In the second century, those remembered were mostly the martyrs of the faith who died at the hands of the pagan Romans. They kept the faith in all conditions of life and even under persecution and death. Hence, they fulfilled their part of God’s new covenant established in and through Jesus Christ. Having set the example of true faithfulness, they set a standard to be emulated as their memory is venerated. They had proved themselves worthy of our admiration.

The age of martyrdom ended in 313 when the Emperor Constantine issued the Edit of Milan prohibiting the persecution of Christians.

In church history, remembering the martyrs accomplished what the Old Testament Law required – that we teach diligently the priority of God to our children and throughout the generations. The martyrs became the heroes and heroines of the faith, – men and women to whom the upcoming generation could look for inspiration and courage when adversity would come in their lives. Hence, as the Deuteronomist instructed, set God as your priority and teach this to your children.

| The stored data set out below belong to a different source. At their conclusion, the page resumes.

PR #1135, opened 2021-04-16
Change oneof enforcement to allow null

thomasvl:


tbkka (approved):
Nice!  Much simpler than I expected.

thomasvl:
> Nice! Much simpler than I expected.

Yea, I look a peek thinking I was going to need to track some state in the decoder, but realized a small reordering should be able to do it.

Over the centuries, the Feast of All Saints broadened to include remembering those who set good examples including those who had not been martyred. Eventually, especially after the Protestant Reformation with the emergence of the free churches, all those who clamed Christ could somehow be included.

Although not saints with a capital “S” there were most certainly lesser saints, indeed, saintly sinners who sought the Lord and loved Him however imperfectly. They sought His mercy and desired His saving grace. In other words, the salvation of the sinner / saint – and that includes all of us here as well as most people in any generation of Christians – availed themselves of the benefits of Christ’s sacrifice and trusted in the divine mercy manifested on His cross and offered to us by His grace – received by faith and celebrated in this most Holy Sacrament.

That’s why we’re here today – because God set us as His priority for the sake of our redemption and did – for us and for those whom we love – and whom God loves – what we, in our sin, could not – and cannot – do for ourselves.

With this in mind, let us pray.

Heavenly Father, grant us the grace to set you as our highest priority that we may avail ourselves of your redeeming mercy and saving grace. Grant that we may so love you in all that we say, in all that we do and in all that we are, that we may prove ourselves worthy of your sacrifice, offered for us on the cross of your Son, our only Savior, Jesus Christ the Lord.